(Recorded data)
*** Begin section ***
PR #3411, opened 2024-10-09
chore(openapi-parser): make `examples` in schemas an array on upgrade, fix #3373

### LINKED ISSUE #3373: Expand getting examples from requestbody
### What happens?

~~Currently we only look at top level examples when generating a request body. HOWEVER schema properties can also have examples.~~

### ~~What did you expect to happen?~~

~~A spec like~~
```json
 "requestBody": {
          "content": {
            "application/json": {
              "schema": {
                "type": "object",
                "properties": {
                  "name": {
                    "type": "string",
                    "example": "Marc"
                  }
                },
                "required": [
                  "name"
                ]
              }
            }
          },
          "required": true
        },
```
~~should correctly add the name 'Marc' in the requestBody~~

Update: Turns out we do display it correctly if it comes in the correct format, unfortunately there is an issue with the upgrader. Maybe we should only upgrade if it is an older version. But also we should fix the upgrader.

It incorrectly changes 
```json
  "requestBody": {
          "content": {
            "application/json": {
              "schema": {
                "type": "object",
                "properties": {
                  "name": {
                    "type": "string",
                    "example": "Marc"
                  }
                },
                "required": [
                  "name"
                ]
              }
            }
          },
          "required": true
        },
```
to the deprecated:
```ts
    "requestBody": {
        "content": {
            "application/json": {
                "schema": {
                    "type": "object",
                    "properties": {
                        "name": {
                            "type": "string",
                            "examples": {
                                "default": "Marc"
                            }
                        }
                    },
                    "required": [
                        "name"
                    ]
                }
            }
        },
        "required": true
    },
```
### OpenAPI Document

_No response_

hanspagel:
Currently, when upgrading an OpenAPI document to 3.1, we’re transforming all `example` attributes to an `examples` object. For schemas, it’s more common to use arrays.

With this PR we’re transforming them to arrays, and not to objects anymore (for schemas only).

Note: Probably easier to review the commits, than just the changed files.

See #3373

### DIFF
--- a/packages/openapi-parser/src/utils/traverse.ts
+++ b/packages/openapi-parser/src/utils/traverse.ts
@@ -5,7 +5,7 @@ import type { AnyObject } from '../types'
  */
 export function traverse(
   specification: AnyObject,
-  transform: (specification: AnyObject, path: string[]) => AnyObject,
+  transform: (specification: AnyObject, path?: string[]) => AnyObject,
   path: string[] = [],
 ) {
   const result: AnyObject = {}
--- a/packages/openapi-parser/src/utils/traverse.ts
+++ b/packages/openapi-parser/src/utils/traverse.ts
@@ -5,25 +5,26 @@ import type { AnyObject } from '../types'
  */
 export function traverse(
   specification: AnyObject,
-  transform: (specification: AnyObject) => AnyObject,
+  transform: (specification: AnyObject, path: string[]) => AnyObject,
+  path: string[] = [],
 ) {
   const result: AnyObject = {}
 
   for (const [key, value] of Object.entries(specification)) {
+    const currentPath = [...path, key]
     if (Array.isArray(value)) {
-      result[key] = value.map((item) => {
+      result[key] = value.map((item, index) => {
         if (typeof item === 'object' && item !== null) {
-          return traverse(item, transform)
+          return traverse(item, transform, [...currentPath, index.toString()])
         }
-
         return item
       })
     } else if (typeof value === 'object' && value !== null) {
-      result[key] = traverse(value, transform)
+      result[key] = traverse(value, transform, currentPath)
     } else {
       result[key] = value
     }
   }
 
-  return transform(result)
+  return transform(result, path)
 }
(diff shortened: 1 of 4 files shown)


amritk (approved):
Lets get it in! Needed for live sync

packages/openapi-parser/src/utils/traverse.ts
```diff
@@ -5,25 +5,26 @@ import type { AnyObject } from '../types'
  */
 export function traverse(
   specification: AnyObject,
-  transform: (specification: AnyObject) => AnyObject,
+  transform: (specification: AnyObject, path: string[]) => AnyObject,
+  path: string[] = [],
```
tmastrom, line 9: The traverse function is also used by 
- `filter`
- `getListOfReferences`
- `upgradeFromTwoToThree`

We should update those or make the path argument optional

packages/openapi-parser/src/utils/upgradeFromThreeToThreeOne.ts
```diff
@@ -6,7 +6,9 @@ import { traverse } from './traverse'
  *
  * https://www.openapis.org/blog/2021/02/16/migrating-from-openapi-3-0-to-3-1-0
  */
-export function upgradeFromThreeToThreeOne(specification: AnyObject) {
+export function upgradeFromThreeToThreeOne(originalSpecification: AnyObject) {
+  let specification = originalSpecification
```
tmastrom, line 10: was the structured clone taking too much memory?

tmastrom (changes requested):
Looks good! I think we need a couple more changes to accommodate the changes to `traverse`

packages/openapi-parser/src/utils/upgradeFromThreeToThreeOne.ts
hanspagel: It was causing errors in the pipeline syntax, looks like it’s relying on a variable reference 🫨, but I don’t want to tackle this in the same PR.

packages/openapi-parser/src/utils/traverse.ts
hanspagel: True!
*** End section ***
:: Work to be completed ::
What is the number of lines in the records that contain "typeof"? State that number alone.

:: Exercise output ::
2